Lenovo foldable device could have a Surface Book hinge

Foldable phones have stolen the MWC show in February but those might not be the only kind of foldable devices manufacturers have in mind. After all, when you are not limited by screen space, anything can be folded. The problem, however, is either in the screen, the hinge, or both. Lenovo has patent yet another one of its ideas though, this time, its "connecting assembly", a.k.a. hinge, is something Microsoft will be too familiar with.

To be fair, Lenovo has actually been working on designs and even prototypes of foldable devices way before either Samsung or Huawei revealed theirs. Lenovo's ideas ranged from phones that turned into bracelets and tablets that folded in half. For its newest patent, however, it seems to be taking a page out of the Microsoft Surface Book's, er, book.

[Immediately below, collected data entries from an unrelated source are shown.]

PR #1675, opened 2026-03-23
Reverse order remove dataset version

ilongin:
Current code can cause orphan dataset version table to appear if system crashes between removing metadata and actual dataset table.
This fixes it by first removing warehouse dataset table, and only then dataset version metadata.


src/datachain/catalog/catalog.py
```diff
@@ -1115,13 +1115,13 @@ def remove_dataset_version(
...
         Deletes one single dataset version.
-        If it was last version, it removes dataset completely
+        If it was last version, it removes dataset completely.
         """
         if not dataset.has_version(version):
             return
-        dataset = self.metastore.remove_dataset_version(dataset, version)
         if drop_rows:
             self.warehouse.drop_dataset_rows_table(dataset, version)
+        dataset = self.metastore.remove_dataset_version(dataset, version)
```
shcheklein, line 1127: I think we should set REMOVING state before touching warehouse table. Otherwise we might end up with a broken dataset if it fails in the middle.

ilongin: Good idea, added it.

Lenovo already has a distinctive hinge of its own that it uses for its Yoga devices. Dubbed as the "watchband hinge", this allows Yogas, at last until recently, to bend over backward. This new patent filed late 2018, however, is curiously similar to the "scorpion tail" hinge that Microsoft uses for the Surface Book and nowhere else.

That rather odd hinge, formally called a "dynamic fulcrum" hinge, is Microsoft's solution to providing stability to its equally odd detachable 2-in-1 while also providing flexibility. However, the structure of its parts also has the effect of leaving a gap when folding the device. On a regular laptop, that might be seen as a flaw. For a foldable device, it is currently necessary anyway.

It's not yet known where Lenovo will use this patent on, though a foldable phone with a scorpion tail hinge would make for a very bulky device. The patent diagram, as well as Lenovo's older renders, seems to suggest it would be making a larger foldable laptop/tablet hybrid instead.